--- START ---

PR #814, opened 2025-03-04
Add wired instructions for LeKiwi

pkooij:
## What this does
Add instructions for using wired version of LeKiwi


imstevenpmwork (approved):
LGTM

PR #1686, opened 2025-08-06
docs: update installation instructions

imstevenpmwork:
Updates installations instructions for when installation from source & from pypi


pkooij (approved):
LGTM

PR #921, opened 2025-03-31
Support for PI0+FAST

mshukor:
## Overview

Support for PI0+FAST.

Paper: https://arxiv.org/abs/2501.09747
Original JAX model: https://github.com/Physical-Intelligence/openpi

* This is a working version that achieve around 50% success rate on LIBERO. This is with careful selection of different hyperparameters (now default in `configuration_pi0fast.py`). 

* The implementation does not follow exactly the JAX model one (e.g. we don't use EMA). For instance, it's based on `transformers` and leverage several existing tools implemented there (e.g. `.generate()`).

* Due to its size (~3B parameters), we suggest training the model on relatively large dataset, we also found that it's better to train with large batch sizes (e.g. 32)

The. model should achieve more than 80% SR as mentioned in the original paper, so any effort to improve this current version is welcome by the community.

Pretrained base checkpoint and instructions to train the model can be found here: https://huggingface.co/lerobot/pi0fast_base

This is a collaborative work with @danaaubakirova @molbap and @Cadene.

PR #1711, opened 2025-08-11
Fix env checks for async environments

atyshka:
## What this does

Async environments have been broken ever since OpenPi added new checks to the environments in #921. This refactors the checks where possible, but I could not find a way to implement the type check for async envs, so this check is skipped with a warning.

## How it was tested

I trained smolvla with the aloha sim environment.

```bash
lerobot-train \
    --policy.type=act \
    --dataset.repo_id=lerobot/aloha_sim_insertion_human \
    --env.type=aloha \
    --output_dir=outputs/train/act_aloha_insertion
    --env.use_async_envs=true
```


zuoxingdong:
fixed by #3274

PR #1718, opened 2025-08-13
fix(docs): Add note about hil-serl urdf path setup

TheWisp:
## What this does

This PR fixes the documentation for the robot workspace bounds configuration step by adding essential setup instructions. 

Previously, users would encounter urdf errors in the `find_joint_limits.py` script because the documentation was using the wrong `RobotConfig`. The script requires `so100_follower_end_effector` config type (which supports URDF-based kinematics) but this requirement wasn't clearly documented.

The fix:
- Adds a note about cloning the required SO-ARM100 repository
- Documents the correct path structure for the URDF file
- Ensures proper robot configuration by specifying `so100_follower_end_effector` type, which is needed for end-effector space calculations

--- END ---

Action item
Among the lines above, count those containing "docs" and give only that count.

Your solution
2